(Dataset entries)

+ + + +

PR #1540, opened 2026-04-22
feat(STONEINTG-1548): gate auto-release on build pipeline SHOULD_RELEASE

Josh-Everett:
When a build plr sets its SHOULD_RELEASE result to false integration service now skips Release CR creation. A new shouldRelease() CEL function is available in ReleasePlan auto-release annotations.

### DIFF
--- a/gitops/release_test.go
+++ b/gitops/release_test.go
@@ -73,7 +73,7 @@ var _ = Describe("Auto-release annotation evaluation", Ordered, func() {
 	It("returns false when the auto-release annotation is missing", func() {
 		snapshotCopy := hasSnapshot.DeepCopy()
 		autoReleaseAnnotation := ""
-		allowed, err := gitops.EvaluateSnapshotAutoReleaseAnnotation(autoReleaseAnnotation, snapshotCopy)
+		allowed, err := gitops.EvaluateSnapshotAutoReleaseAnnotation(autoReleaseAnnotation, snapshotCopy, true)
 		Expect(err).NotTo(HaveOccurred())
 		Expect(allowed).To(BeFalse())
 	})
@@ -81,7 +81,7 @@ var _ = Describe("Auto-release annotation evaluation", Ordered, func() {
 	It("returns true when the auto-release annotation is 'true'", func() {
 		snapshotCopy := hasSnapshot.DeepCopy()
 		autoReleaseAnnotation := "true"
-		allowed, err := gitops.EvaluateSnapshotAutoReleaseAnnotation(autoReleaseAnnotation, snapshotCopy)
+		allowed, err := gitops.EvaluateSnapshotAutoReleaseAnnotation(autoReleaseAnnotation, snapshotCopy, true)
 		Expect(err).NotTo(HaveOccurred())
 		Expect(allowed).To(BeTrue())
 	})
@@ -89,7 +89,7 @@ var _ = Describe("Auto-release annotation evaluation", Ordered, func() {
 	It("returns false when the auto-release annotation is 'false'", func() {
 		snapshotCopy := hasSnapshot.DeepCopy()
 		autoReleaseAnnotation := "false"
-		allowed, err := gitops.EvaluateSnapshotAutoReleaseAnnotation(autoReleaseAnnotation, snapshotCopy)
+		allowed, err := gitops.EvaluateSnapshotAutoReleaseAnnotation(autoReleaseAnnotation, snapshotCopy, true)
 		Expect(err).NotTo(HaveOccurred())
 		Expect(allowed).To(BeFalse())
 	})
@@ -98,15 +98,15 @@ var _ = Describe("Auto-release annotation evaluation", Ordered, func() {
 		snapshotCopy := hasSnapshot.DeepCopy()
 		snapshotCopy.CreationTimestamp = metav1.NewTime(time.Date(2025, 1, 1, 0, 0, 0, 0, time.UTC))
 		autoReleaseAnnotation := "timestamp(snapshot.metadata.creationTimestamp) < (timestamp(now) - duration('168h'))"
-		allowed, err := gitops.EvaluateSnapshotAutoReleaseAnnotation(autoReleaseAnnotation, snapshotCopy)
+		allowed, err := gitops.EvaluateSnapshotAutoReleaseAnnotation(autoReleaseAnnotation, snapshotCopy, true)
 		Expect(err).NotTo(HaveOccurred())
 		Expect(allowed).To(BeTrue())
 	})
 
-	It("returns true  when the updated component is 'component-sample'", func() {
+	It("returns true when the updated component is 'component-sample'", func() {
 		snapshotCopy := hasSnapshot.DeepCopy()
 		autoReleaseAnnotation := "updatedComponentIs('component-sample')"
-		allowed, err := gitops.EvaluateSnapshotAutoReleaseAnnotation(autoReleaseAnnotation, snapshotCopy)
+		allowed, err := gitops.EvaluateSnapshotAutoReleaseAnnotation(autoReleaseAnnotation, snapshotCopy, true)
 		Expect(err).NotTo(HaveOccurred())
 		Expect(allowed).To(BeTrue())
 	})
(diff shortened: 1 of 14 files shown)


loader/loader.go
```diff
@@ -458,12 +458,15 @@ func (l *loader) GetAutoReleasePlansForApplication(ctx context.Context, c client
 		annotationValue, ok := rp.GetAnnotations()[gitops.AutoReleaseLabel] // label and annotation have same value
 		if ok || annotationValue != "" {
 			// If the annotation exists we evaluate the expression and return that
-			canRelease, err := gitops.EvaluateSnapshotAutoReleaseAnnotation(annotationValue, snapshot)
+			canRelease, err := gitops.EvaluateSnapshotAutoReleaseAnnotation(annotationValue, snapshot, shouldRelease)
 			if err != nil || !canRelease {
 				filteredReleasePlans.Items = append(filteredReleasePlans.Items, rp)
 			}
```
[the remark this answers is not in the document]
Josh-Everett: fixed

loader/loader.go
```diff
@@ -491,12 +494,15 @@ func (l *loader) GetAutoReleasePlansForComponentGroup(ctx context.Context, c cli
 		annotationValue := rp.GetAnnotations()[gitops.AutoReleaseLabel] // label and annotation have same value
 		if annotationValue != "" {
 			// If the annotation exists we evaluate the expression and return that
-			canRelease, err := gitops.EvaluateSnapshotAutoReleaseAnnotation(annotationValue, snapshot)
+			canRelease, err := gitops.EvaluateSnapshotAutoReleaseAnnotation(annotationValue, snapshot, shouldRelease)
 			if err != nil || !canRelease {
 				filteredReleasePlans.Items = append(filteredReleasePlans.Items, rp)
 			}
```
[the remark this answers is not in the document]
Josh-Everett: fixed

loader/loader.go
```diff
@@ -457,13 +457,16 @@ func (l *loader) GetAutoReleasePlansForApplication(ctx context.Context, c client
...
 		if ok || annotationValue != "" {
-			// If the annotation exists we evaluate the expression and return that
-			canRelease, err := gitops.EvaluateSnapshotAutoReleaseAnnotation(annotationValue, snapshot)
-			if err != nil || !canRelease {
+			// If the annotation exists we evaluate the CEL expression and include the plan when it allows release
+			canRelease, err := gitops.EvaluateSnapshotAutoReleaseAnnotation(annotationValue, snapshot, shouldRelease)
+			if err == nil && canRelease {
 				filteredReleasePlans.Items = append(filteredReleasePlans.Items, rp)
 			}
 		} else if !metadata.HasLabelWithValue(&rp, gitops.AutoReleaseLabel, "false") {
```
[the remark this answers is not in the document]
Josh-Everett: fixed

loader/loader.go
```diff
@@ -490,13 +493,16 @@ func (l *loader) GetAutoReleasePlansForComponentGroup(ctx context.Context, c cli
...
 		if annotationValue != "" {
-			// If the annotation exists we evaluate the expression and return that
-			canRelease, err := gitops.EvaluateSnapshotAutoReleaseAnnotation(annotationValue, snapshot)
-			if err != nil || !canRelease {
+			// If the annotation exists we evaluate the CEL expression and include the plan when it allows release
+			canRelease, err := gitops.EvaluateSnapshotAutoReleaseAnnotation(annotationValue, snapshot, shouldRelease)
+			if err == nil && canRelease {
 				filteredReleasePlans.Items = append(filteredReleasePlans.Items, rp)
 			}
 		} else if !metadata.HasLabelWithValue(&rp, gitops.AutoReleaseLabel, "false") {
```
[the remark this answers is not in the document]
Josh-Everett: fixed in latest update

internal/controller/snapshot/snapshot_adapter.go
```diff
@@ -573,7 +573,9 @@ func (a *Adapter) EnsureAllReleasesExist() (controller.OperationResult, error) {
 		return controller.ContinueProcessing()
 	}
 
-	releasePlans, err := a.getAutoReleasePlans()
+	shouldRelease := a.getShouldReleaseFromBuildPLR()
```
dirgim: Unfortunately this is not going to work reliably because we can't guarantee that the build pipelineRun won't be pruned by the time Snapshot has finished testing.

Because of the above, the plan is to first save the SHOULD_RELEASE result in an build pipeline's annotation and then copy it over to the Snapshot so it can be reliably checked at this point.

gitops/release_test.go
```diff
@@ -98,24 +98,60 @@ var _ = Describe("Auto-release annotation evaluation", Ordered, func() {
...
+
+	Context("shouldRelease() CEL function", func() {
+		It("returns true when shouldRelease is true", func() {
+			snapshotCopy := hasSnapshot.DeepCopy()
+			allowed, err := gitops.EvaluateSnapshotAutoReleaseAnnotation("shouldRelease()", snapshotCopy, true)
+			Expect(err).NotTo(HaveOccurred())
+			Expect(allowed).To(BeTrue())
+		})
+
+		It("returns false when shouldRelease is false", func() {
```
jsztuka, line 130: What happens when shouldRelease does not exist, or is neither true or false?

gitops/release_test.go
```diff
@@ -98,24 +98,60 @@ var _ = Describe("Auto-release annotation evaluation", Ordered, func() {
...
+
+			allowed, err = gitops.EvaluateSnapshotAutoReleaseAnnotation(expr, snapshotCopy, false)
+			Expect(err).NotTo(HaveOccurred())
+			Expect(allowed).To(BeFalse())
+		})
+
+		It("can be bypassed with a CEL expression that doesn't call it", func() {
+			snapshotCopy := hasSnapshot.DeepCopy()
+			// Even with shouldRelease=false, a "true" expression bypasses gating
+			allowed, err := gitops.EvaluateSnapshotAutoReleaseAnnotation("true", snapshotCopy, false)
```
jsztuka, line 152: We might want to document this someplace to avoid confusion.

gitops/release_test.go
Josh-Everett: From the cel function's perspective, `shouldRelease()` always returns a boolean so

1. Annotation missing (no SHOULD_RELEASE result was set by the build pipeline): `getShouldRelease()` in the snapshot adapter returns true                                   
2. Annotation present but not "false" (e.g. "true", empty, any other string): returns true
3. Annotation is "false": returns false

The defaulting-to-true behavior is intentional so releases aren't blocked when the build pipeline doesn't produce a SHOULD_RELEASE result

I updated the comment`for `GetShouldRelease()` to better detail this.

gitops/release_test.go
Josh-Everett: Updated the comments at to give some better context at `EvaluateSnapshotAutoReleaseAnnotation()` function, let me know your thoughts.

jsztuka: thanks

loader/loader.go
```diff
@@ -490,13 +496,19 @@ func (l *loader) GetAutoReleasePlansForComponentGroup(ctx context.Context, c cli
...
-			if err != nil || !canRelease {
+			// If the annotation exists we evaluate the CEL expression and include the plan when it allows release
+			canRelease, err := gitops.EvaluateSnapshotAutoReleaseAnnotation(annotationValue, snapshot, shouldRelease)
+			if err != nil {
+				return nil, fmt.Errorf("failed to evaluate auto-release CEL expression for ReleasePlan %s: %w", rp.Name, err)
+			}
+			if canRelease {
 				filteredReleasePlans.Items = append(filteredReleasePlans.Items, rp)
 			}
 		} else if !metadata.HasLabelWithValue(&rp, gitops.AutoReleaseLabel, "false") {
```
jsztuka, line 507: I have troubles following this logic, first we get autoreleaseLabel, if it is non-empty we then evaluate if the content of annotation states should-release, in case it does append release plan item. Or we check if Autorelease label does not equal to "false" for the same release plan we checked Autorelease label earlier. 
Is there a possibility that release plan does not contain autorelease annotation but contains only autorelease label?

Josh-Everett: Yes sorry it does make it confusing to share the auto-release key for label and annotation but it's so we are backwards compatible: ReleasePlans that existed before this label was introduced still get auto-released without needing to be updated.
[Annotation path](https://github.com/konflux-ci/integration-service/pull/1540/changes#diff-8e9af1e483632eac17610237caaa5f879ea7bfb3e1e1ea228e45a17c770b9432R458) checks if the auto-release annotation has a non-empty value. If it does treat it as a CEL expression, evaluate it, and include it if the expression returns true.

The [label path](https://github.com/konflux-ci/integration-service/pull/1540/changes#diff-8e9af1e483632eac17610237caaa5f879ea7bfb3e1e1ea228e45a17c770b9432L465) runs only if the annotation is empty/missing, fall through to checking the auto-release label. Includes the plan unless the label is explicitly false.

So yes a ReleasePlan with no annotation and only the label auto-release: true hits the label path.

Following the chain makes it a little easier:

1. Build pipeline finishes and sets SHOULD_RELEASE in its Status.Results
2. CopyBuildPipelineRunResultsToSnapshot copies all results as Snapshot annotations (including result-should-release) 
3. Snapshot adapter's getShouldRelease() reads that annotation — returns false only if the value is "false", true otherwise...
4. That bool is passed to the loader's GetAutoReleasePlansForApplication, which uses it in both the label path (direct gating) and the annotation path (passed to the CEL evaluator as shouldRelease).

jsztuka (approved):
LGTM

jencull (approved):
lgtm

kasemAlem (approved):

+ + + +

Task requirements: Copy out every line of the data where the word "sets" occurs.

Result:
When a build plr sets its SHOULD_RELEASE result to false integration service now skips Release CR creation. A new shouldRelease() CEL function is available in ReleasePlan auto-release annotations.
1. Build pipeline finishes and sets SHOULD_RELEASE in its Status.Results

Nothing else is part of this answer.